Он усаживает меня на стул, берет полотенце и промокает мои волосы, потом медленно разворачивает желтую фольгу с двух десятков конфет, раскладывая передо мной это богатство узором. Наверху каждой конфеты есть облитый шоколадом орешек, придающий конфете сходство с маленьким колоколом. Я, судорожно вздыхая, выгрызаю из каждого колокола орех, в его доме мне разрешено это делать, старик иногда подъедает обезглавленные конфеты, иногда я сама съедаю их, вдруг обнаружив опять завернутыми в фольгу. В этом доме мне разрешено все, кроме одного: называть китайца Суини педиком в юбке.

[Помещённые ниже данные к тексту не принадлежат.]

PR #2250, opened 2023-07-03
My Courses UI refresh 

kevincharles:


src/Tools/_framework/Paths/Courses.jsx
```diff
@@ -0,0 +1,566 @@
...
+      label: formObj.newLabel,
+    });
+    //TODO: modifyCourse.php doesn't respond with data.success
+    // console.log(resp);
+    // if (!data.success) throw Error(data.message);
+    return true;
+  } else if (formObj?._action == "Update Image") {
+    // let { data } = await axios.post("/api/modifyCourse.php", {
+
+    let resp = await axios.post("/api/modifyCourse.php", {
```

— Я был слишком молод для нее, — вздыхает Богдан. — Суини знала, что мы едем умирать, она несколько раз дала мне это понять на судне и даже еще раньше, в Марсельском порту, когда мы стояли на пристани, а судно рядом, в мокром густом тумане казалось чудовищем — одним из тех самых трех первобытных китов, которые держали на себе землю. Она спросила, не передумал ли я, соглашусь ли ехать, если буду знать, что умру в Индокитае, что никогда не вернусь. Будь у меня уверенность, что она сможет добраться сама, я бы остался. Я это понял на пристани. Но обратной дороги не было, она могла уплыть только со мной; более того — мы плыли не в Китай, а во Вьетнам, потому что там нашелся дальний родственник Камиллы, француз, который согласился помочь с жильем и регистрацией мне, “путешественнику-натуралисту” и сопровождающему меня “секретарю-вьетнамцу”. Да-да, ты не ослышалась — на пристани Суини стоял в мужской одежде, за большие деньги ему выправили документы. Ночью я помогал спуститься по веревке из верхних комнат двухэтажного дома на перекрестке улиц Даврон и Перенеев хрупкой и почти невесомой женщине, а уже через час рядом со мной в такси ехал совершенно незнакомый мужчина в строгом костюме, очках и с безупречными манерами вышколенного секретаря. (Суини оказался близорук и потом признался, что тогда, в такси, впервые разглядел мое лицо и огорчился — я оказался слишком красив и слишком молод). В такси же я узнал, что Суини 32 года, и она перестала для меня существовать как нежная бабочка наслаждения. Так что на пристани я уже не понимал толком, что заставляет меня куда-то плыть. Долг? Память? Невыносимость потери и стремление продлить хотя бы на время путешествия мой прерванный экзотический сон? Спустя много лет я понял: это был азарт.